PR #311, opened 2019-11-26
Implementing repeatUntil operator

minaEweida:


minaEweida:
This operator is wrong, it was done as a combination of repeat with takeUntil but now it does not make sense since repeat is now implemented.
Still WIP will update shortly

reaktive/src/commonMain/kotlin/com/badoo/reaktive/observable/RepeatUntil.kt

• Work order
Look through the entries above. Copy out every line holding the word "operator".

• Exercise solution
Implementing repeatUntil operator
This operator is wrong, it was done as a combination of repeat with takeUntil but now it does not make sense since repeat is now implemented.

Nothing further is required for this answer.